ホーボーズララバイ     

                                  舎長@風来坊


「疲れて眠れば街の灯が揺れる・・・」
ウッディガズリーが唄っている。

目覚めると「急行八甲田」は盛岡に停車していた。
外は霧雨、時計に目をやると午前6時。
もう8時間以上僕はこの堅いシートに座っている。
ホームの洗面所で顔を洗い背伸びをすると発車のベルが鳴った。

昨日静岡を「急行東海」で出発し稚内を目指している。
ありったけの物を質屋にぶち込み手にした周遊券・・・、
あの娘から聞いたあの島へ渡るため。

青森駅の連絡船待合室、聞き慣れない言葉を耳にうどんをすする。
普通船室の桟敷席で見知らぬおっさん達と酒を飲む。

「島に私の両親がいるの、行くことがあったら寄ってみて」
「しばらく漁師でもしてみれば?」

函館発「急行ニセコ」、倶知安回りの列車はのんびり走る。
午後の日差しを浴び、駒ヶ岳の残雪が光る。

「中学を卒業して島を出てずっと紡績工場で働いてきたの」
「こんど島へ帰るのは親のお葬式かなぁ」

夜の札幌駅、ホームのベンチで煙草をふかす・・・。
ぼんやり人の流れを見ながら数時間。

「都会に出たのは知ってる人がいないから」
「だって島はみんな知り合いだから」

真夜中の名寄駅、腕木式信号機がぼんやり灯る。
「急行利尻」荷物車から放り出される新聞紙。

「中学ん時、フェリーターミナル近くの食堂でアルバイトをしたの」
「ラーメンの上に色々載っていて驚いちゃった」

目覚めると雪のサロベツ原野。
遠くでウッディガズリーが唄っている。

「父さんは時々漁に出ているの、ほっけや鰈とか」
「母さんは最近体が弱くって」

島が見える。
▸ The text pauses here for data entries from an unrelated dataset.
PR #218, opened 2016-05-24
Add OS install parameters for kickstart/preseed values

benbp:
This will make it easier to point our OS installer workflows toward custom kickstart/preseed files, and in general make changes in this location.

I'm inclined to not add documentation as I consider these more system specific options, since the kickstart files contain special callback scripts for our workflows. However, It's better that they're not hardcoded in the templates themselves (It is much, much harder to trace what files link to what files with OS installers, and will be easier to just look at a task definition and see all the files that will be downloaded).

Requires https://github.com/RackHD/on-http/pull/302

@RackHD/corecommitters @jlongever @heckj

### DIFF
--- a/lib/task-data/tasks/install-centos.js
+++ b/lib/task-data/tasks/install-centos.js
@@ -8,8 +8,9 @@ module.exports = {
     implementsTask: 'Task.Base.Os.Install',
     options: {
         osType: 'linux', //readonly options, should avoid change it
-
         profile: 'install-centos.ipxe',
+        kickstart: 'centos-ks',
+        kickstartUri: '{{api.templates}}/{{options.kickstart}}',
         hostname: 'localhost',
         comport: 'ttyS0',
         domain: 'rackhd',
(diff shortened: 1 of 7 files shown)


jlongever:
+1

anhou:
:+1:

lib/task-data/tasks/install-centos.js
```diff
@@ -8,8 +8,9 @@ module.exports = {
     implementsTask: 'Task.Base.Os.Install',
     options: {
         osType: 'linux', //readonly options, should avoid change it
-
         profile: 'install-centos.ipxe',
+        kickstart: 'centos-ks',
```
WangWinson: I have some concern on the `kickstart`, `autoya``preseed` naming. 
It does looks very clearly, but make the `option` param `schema` different from OS. Also, we may end up with updating the `doc` to reflect this , `kickstart` is **required** only for CentOS, ESXi , `preseed` is **required** only for ubuntu ...

IMHO, the template file name itself is already clear to tell what the file type is. So any chance to unify the param key naming? For example, `configTemplate`, `templateUrl` ?

PR #219, opened 2016-05-25
added a job/tasks to add switch Macs to lookups

VulpesArtificem:
solves https://github.com/RackHD/RackHD/issues/236
@RackHD/corecommitters @johren 
Added a job that gets the mac addresses (including management) and adds them to the lookups collection.

supports on https://github.com/RackHD/on-taskgraph/pull/107

### DIFF
--- a/lib/jobs/update-lookups-snmp.js
+++ b/lib/jobs/update-lookups-snmp.js
@@ -1,0 +1,55 @@
+// Copyright 2016, EMC, Inc.
+
+'use strict';
+
+module.exports = updateLookupsJobFactory;
+
+var di = require('di');
+di.annotate(updateLookupsJobFactory, new di.Provide('Job.Snmp.Update.Lookups'));
+di.annotate(updateLookupsJobFactory, new di.Inject(
+    'Job.Base',
+    'Assert',
+    'Logger',
+    'Util',
+    'Services.Waterline',
+    '_'
+    )
+);
+
+function updateLookupsJobFactory(
+    BaseJob,
+    assert,
+    Logger,
+    util,
+    waterline,
+    _
+) {
+    var logger = Logger.initialize(updateLookupsJobFactory);
+
+    function UpdateLookupsJob(options, context, taskId) {
+        UpdateLookupsJob.super_.call(this, logger, options, context, taskId);
+        assert.string(this.context.target);
+        this.nodeId = this.context.target;
+    }
+    util.inherits(UpdateLookupsJob, BaseJob);
+
+    UpdateLookupsJob.prototype._run = function run() {
+        var self = this;
+        return waterline.catalogs.findLatestCatalogOfSource(self.nodeId, 'snmp-1')
+        .then(function(snmpData) {
+            return _.map(snmpData.data, function(val, key) {
+                if (key.startsWith("IF-MIB::ifPhysAddress")) {
+                    val = _.map(val.split(':'), function(chunk) {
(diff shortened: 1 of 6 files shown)


lib/jobs/update-lookups-snmp.js
```diff
@@ -0,0 +1,55 @@
...
+    }
+    util.inherits(UpdateLookupsJob, BaseJob);
+
+    UpdateLookupsJob.prototype._run = function run() {
+        var self = this;
+        return waterline.catalogs.findLatestCatalogOfSource(self.nodeId, 'snmp-1')
+        .then(function(snmpData) {
+            return _.map(snmpData.data, function(val, key) {
+                if (key.startsWith("IF-MIB::ifPhysAddress")) {
+                    val = _.map(val.split(':'), function(chunk) {
```
benbp: A comment on why this is necessary might save future developers from confusion :)

benbp:
👍

lib/jobs/update-lookups-snmp.js
yyscamper: Yes, put some sample data here will help other developer to understand the code.

lib/jobs/update-lookups-snmp.js
```diff
@@ -0,0 +1,55 @@
...
+        assert.string(this.context.target);
+        this.nodeId = this.context.target;
+    }
+    util.inherits(UpdateLookupsJob, BaseJob);
+
+    UpdateLookupsJob.prototype._run = function run() {
+        var self = this;
+        return waterline.catalogs.findLatestCatalogOfSource(self.nodeId, 'snmp-1')
+        .then(function(snmpData) {
+            return _.map(snmpData.data, function(val, key) {
```
yyscamper: How about if catalog 'snmp-1' doesn't exist?
snmpData.data will throw a reference error because snmpData is `undefined`, but this error is not clear enough for debugging.

spec/lib/jobs/update-lookups-snmp-spec.js
```diff
@@ -0,0 +1,48 @@
...
+                "IF-MIB::ifPhysAddress_999001": "8:0:27:1e:27:4e"
+            }
+        };
+        waterline.catalogs.findLatestCatalogOfSource = sinon.stub().resolves(snmpObject);
+        waterline.lookups.upsertNodeToMacAddress = sinon.stub().resolves();
+        return job._run()
+        .then(function() {
+            expect(waterline.lookups.upsertNodeToMacAddress).to.be.calledThrice;
+            expect(waterline.lookups.upsertNodeToMacAddress).to.be
+                .calledWithExactly('someNodeId', '08:00:27:ca:c6:0a');
```
yyscamper: It's better to expect the arguments for all thrice calls.

spec/lib/jobs/update-lookups-snmp-spec.js
```diff
@@ -0,0 +1,48 @@
+// Copyright 2016, EMC, Inc.
+
+'use strict';
+var uuid = require('node-uuid');
+
+describe('update-lookups-job', function() {
```
yyscamper: it's better to add some negative test cases:
- The catalog source 'snmp-1' doesn't exist.
- Fail to insert lookup to database.

yyscamper:
+1 after comment is fixed.

benbp:
👍  after @yyscamper's comments as well.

花の浮島と呼ばれるその島は、
鉛色の重い空の下に細長く横たわっていた。

「着いたらこれを渡してね」
「途中お腹が空いたら食べちゃっていいけど」

礼文郡礼文町香深村字知床。
にわか漁師一名、船の上で吐きながら・・・、
ウッディガズリーが唄いだした。

「兄さんは旭川で大工さんをしているのよ」
「父さん働けなくなったら・・・
          島を離れるのかな?」

稚内発「急行天北」くすんだブルーの客車。
ホーボーズララバイ、旅を続けよう。
周遊券を握りしめウッディガズリーを相棒に。

霧の中から馬主来沼が見えてきた。
「急行まりも」釧路行、
僕はこの近くに落ち着くことになった。

「旅かぁ・・・ 私、島を出てからず〜っとよ」
「でももうすぐ終わるの、結婚するのよ」

握りしめていた周遊券はいつか無くなり、
相棒だったウッディガズリーも遠く去り、
僕は、もうすぐ歩き始めようとしている長男を抱いている。

旅は終わってしまったのだろうか?
「そんなことないさ・・・」
だれかが遠くで唄っている、懐かしいホーボーズララバイ。
僕たち家族は新しい旅に出る準備を始めている。